四方に雲があって、月はさながら、群がる雲と雲との間を避けて行くもののように、景信《かげのぶ》と陣馬《じんば》ヶ原《はら》の山々は、半ば雲霧に蔽《おお》われ、道志《どうし》、丹沢《たんざわ》の山々の峰と谷は、はっきりと見えて、洞然《どうぜん》たるパノラマ。その中に置き据《す》えられた一つの駕籠。

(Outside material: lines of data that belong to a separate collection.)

PR #1615, opened 2022-07-02
Update release guide after 0.8.1 release

namurphy:
I'm planning to update this while I'm working on the release to fill in any bits of it that I get confused about.  This should not be merged until after the release is finished.


namurphy:
- [ ] Mention the GitHub search status for counting the number of pull requests merged and issues created.

      ```
      is:pr merged:>=2021-11-19
      is:issue closed:>=2021-11-19
      ```

docs/contributing/release_guide.rst
```diff
@@ -5,170 +5,349 @@ Release Guide
...
+  link in :file:`docs/about/citation.rst` will not work yet since the
+  Zenodo_ record will not be published until after the official release.
+
+  .. tip::
+
+     Use ``linkcheck_allowed_redirects`` in :file:`docs/conf.py` to
+     specify allowed redirects. For example, DOI links are more
+     persistent than most hyperlinks, but are always redirects.
+
+* Open a pull request to update the changelog.
```
namurphy, line 96: @rocco8773's suggestion is to perform the towncrier magic on the release branch and then to merge it back in to main.

For the release, we have to delete `dev` from toctree for the changelog index page, but the `dev` should be added back in the PR back to `main`.

(though can we do an `if` thing for this so we don't have to do this step?)

namurphy: See https://github.com/BaPSF/bapsflib/pull/92 and https://github.com/BaPSF/bapsflib/issue/80

StanczakDominik:
@rocco8773 had the idea of grouping stuff in the release guide as in https://github.com/BaPSF/bapsflib/issues/80 into 4-5 categories (possibly adding a metadata step after the first part). We could add a few headers in this PR, probably? :)

docs/contributing/release_guide.rst
```diff
@@ -26,42 +19,27 @@ Throughout this guide, ``0.9.0`` denotes the version you're releasing.
...
+* Three weeks before a minor or major release, announce that a feature
+  freeze will occur one week before the anticipated release date. Only
+  pull requests with a limited scope that do not significantly change
+  functionality should be merged during the feature freeze.
 
-Pre-release
------------
+* Three weekdays before a minor or major release, announce a code
+  freeze. Only bugfixes and pull requests that are directly related to
+  the release should be merged during the code freeze.
```
StanczakDominik, line 38: Not to hold up the PR, but this still feels like something we could avoid with sufficiently advanced ~technology~ ~magic~ Git usage.

docs/contributing/release_guide.rst
```diff
@@ -70,17 +48,57 @@ Pre-release
...
+* Open a pull request to ``main`` to update black_ and other pre-commit_
+  hooks to their most recent versions in :file:`.pre-commit-config.yaml`
+  for major and minor releases. Apply all changes by running:
+
+  .. code-block:: bash
+
+     pre-commit run --all-files
+
+* Open a pull request to re-execute pre-executed notebooks, such as
+  those for charged particle radiography.
```
StanczakDominik, line 90: Sure feels like doing all of these via PRs would extend the duration of every release. If we wanna release more often, we need to be going in the opposite direction. A single PR should be good enough, no?

docs/contributing/release_guide.rst
```diff
@@ -204,8 +234,8 @@ Release
   to make sure that the new version installs correctly.
 
   - Open Python and run ``import plasmapy`` and ``dir(plasmapy)``.
-  - Run ``plasma-calculator`` to make sure that the plasma calculator is
-    behaving correctly.
+  - Run ``plasma-calculator`` from the terminal to make sure that the
+    plasma calculator is behaving correctly.
```
StanczakDominik, line 226: In other words, that part isn't tested... welp. :(

docs/contributing/release_guide.rst
namurphy: I'm all for automating as much of the release process that we reasonably can!

docs/contributing/release_guide.rst
namurphy: My motivation for separate PRs is that the dominant timescale is often code reviews, and code review time often scales more than linearly with respect to PR size.  If someone else is available for rapid code reviews, I'd expect that multiple focused PRs would be faster so long as they're not interdependent.

namurphy:
- [ ] Add that `CITATION.cff` needs to be updated along with `codemeta.json` (or we might want to delete `codemeta.json` at least temporarily since CFF has better compatibility with GitHub & Zenodo at this point)

StanczakDominik:
Can we merge this PR asap and break the remaining todos into separate issues?

namurphy:

I was thinking that for subsequent updates to the release guide, it would be worth looking at the version of the release guide from just before this PR.  I deleted a few things that I wasn't able to get to work on my end (like the `xonsh` script), and there's some content that we might want to bring back.

I'll also usually be happy to take on the responsibility of doing things like checking hyperlinks and updating metadata & author lists, since I actually find it kind of fun and relaxing.

PR #1616, opened 2022-07-02
Merge `v0.8.x` branch back into `main`

namurphy:
This PR contains the changes to `v0.8.x` that were made during the release that need to be merged back into `main`.


.github/workflows/python-publish.yml
```diff
@@ -0,0 +1,39 @@
+# This workflow will upload a Python Package using Twine when a release is created
+# For more information see: https://help.github.com/en/actions/language-and-framework-guides/using-python-with-github-actions#publishing-to-package-registries
+
+# This workflow uses actions that are not certified by GitHub.
+# They are provided by a third-party and are governed by
+# separate terms of service, privacy policy, and support
+# documentation.
+
+name: Upload Python Package
```
rocco8773, line 9: Note, by breaking this out into its own workflow no tests will be run before the publish happens.  I don't know if this is a good or bad thing.  Just stating it is a thing.

namurphy: Correct.  The tests won't run before the release happens, but the tests will be run when pushing to a `v*.*.*` branch and for pull requests.  I think there is still...some room for improvement.

PR #1633, opened 2022-07-07
Remove `integer_charge` attributes

namurphy:
In #1136, we renamed `integer_charge` to `charge_number` and deprecated `integer_charge`.  This PR removes `integer_charge` for the 0.9.0 release.


plasmapy/particles/atomic.py
```diff
@@ -6,7 +6,6 @@
     "common_isotopes",
     "electric_charge",
     "half_life",
-    "integer_charge",
```
namurphy, line 9: I'm wondering if it'd be worth it to have a `charge_number` function here too.  Maybe a follow-up PR...

namurphy: Oh wait, we already have one.  Nevermind.

changelog/1633.removal.1.rst
```diff
@@ -0,0 +1,3 @@
+The ``integer_charge`` attributes of |Particle| and |IonicLevel| have
+been removed after being deprecated in ``v0.7.0``. Use the
+``charge_number`` attribute instead.
```
StanczakDominik, line 3: I think I see your logic behind the split of these changelogs into three different notes, but just for future reference, if anyone's removing related, deprecated functionality, would they be expected to also do this, well, dry and formal split, or is a single note fine?

StanczakDominik (approved):
I'd say that this is a solid addition to PlasmaPy if it wasn't mostly a subtraction. A solid one, though!

changelog/1633.removal.1.rst
namurphy: Good question!  I'd say it would be fine to do it either way, so long as the changelog entry doesn't end up too bulky.  My usual strategy is to have each changelog describe one change, though what "one change" means can be a bit nebulous.  For this PR, I split them up because it was easier to write that way since there were a couple of small differences between the different changes.

namurphy:
Awesome, thank you for the review!

changelog/1633.removal.1.rst
StanczakDominik: Makes sense! 👍🏻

机竜之助は、その中に、堀河の国広を抱いて、うっとりと眠るともなく、醒《さ》めるともなく、天狗様の怪異談まで聞いて、駕籠のとどまったことを夢心地に覚えていると――
その時、不意に風でも吹き起ったもののように、サーッと尾萱《おがや》の鳴る音が、行手ではなく、自分たちが今たどって来た道筋から起ったかと思うと、月影に見ゆるのは、旅人らしい一箇の人影です。
「今晩は」
その人影は早くも、休んでいた駕籠の傍へ来た。先方から挨拶の言葉で、二人の駕籠屋があわてました。
「今晩は」
「いいあんばいに、雨があがりましたね」
「ええ、いいあんばいに雨があがりましたよ」
「どちらへおいでになりますね」
「ええ、上野原の方へ。急病人がありましたのでね」
「それは、それは」
といって、旅人はお辞儀をして、その駕籠のわきの細道を通りぬけようとして、また踏みとどまり、
「済みませんが、火を一つお貸しなすって下さいまし」
「さあ、どうぞ」
この旅人は、棒鼻の小田原提灯の中の火が所望と見えて、懐ろから煙草入を出すと、その面《かお》を提灯の傍へ持って行きました。駕籠屋は心得て提灯を外《はず》して、その旅人の鼻先に突きつけてやりながら、その面を見るとかなりの年配で、堅気の百姓のようでもあるし、何か一癖ありそうにも見えますが、物ごしは最初から丁寧で、好んでこの夜道を突切りたがる男とは見えません。
「いや、どうも有難うございました」
吸いつけた煙草をおしいただいて、お礼の真似事をしながら、ジロリと駕籠の方を見ましたが、あいにくに提灯をこっちへ持って来ていたものだから、横目でジロリと見たぐらいでは、思うように見当がつかないらしい。
「どう致しまして」
そこで旅人は、煙草をくゆらして、お別れをしようとしたが、また何か思いついたもののように、
「若い衆さん、お気をつけなさいましよ、やがて霧が捲いて来ますぜ」
「え、霧が……こんな雨上りの月夜にですか?」
「そうですよ、町の真中でさえ霧に捲かれると、方角を間違えますからな、ことに山路で霧に捲かれては、いくら慣れておいでなすっても、困ることがありますからね」
「そうですかねえ」
駕籠屋は、いよいよ解《げ》せぬ色で、その忠告を聞き流していたが、なあーに、こんな雨上りの月夜に、そう急に霧が捲くことがあるものかと、たかをくくってそれにはあえて驚きもしなかったが、やがて、
「あッ!」
と驚かされたのは、いま立去った旅人の挙動です。つい、たった今、そこで煙草の火をつけて、霧の起るべき予告をしておいて立去った旅人は、早や眼を上げて見ると、二十八丁の頂《いただき》に、豆のような形を消して行くところです。
「今の人が、もうあすこまで行った」
「あッ!」
と若いのが青くなったのは、今も今の話、天狗様の夜歩きを、この男は生涯に二度見たからです。二人の見合わせた面は真蒼《まっさお》です。
「さあ、いけねえ」
慄《ふる》えがとまらないでいる。この時遅しとでもいおうか、谷と沢の間から、徐々として白いものが流れ出すと、峠や峰の横合いからも、ひたひたとその白いものが流れ出して来るのです。
気のついた時分には、月の光も隠れておりました。
「さあ大変! 天狗様のお告げ通りになったぞ」
彼等は、いま立去った旅人を人間とは見なかったように、いま捲き起った霧を、単純な天変とは見ることができないで、戦《おのの》きはじめました。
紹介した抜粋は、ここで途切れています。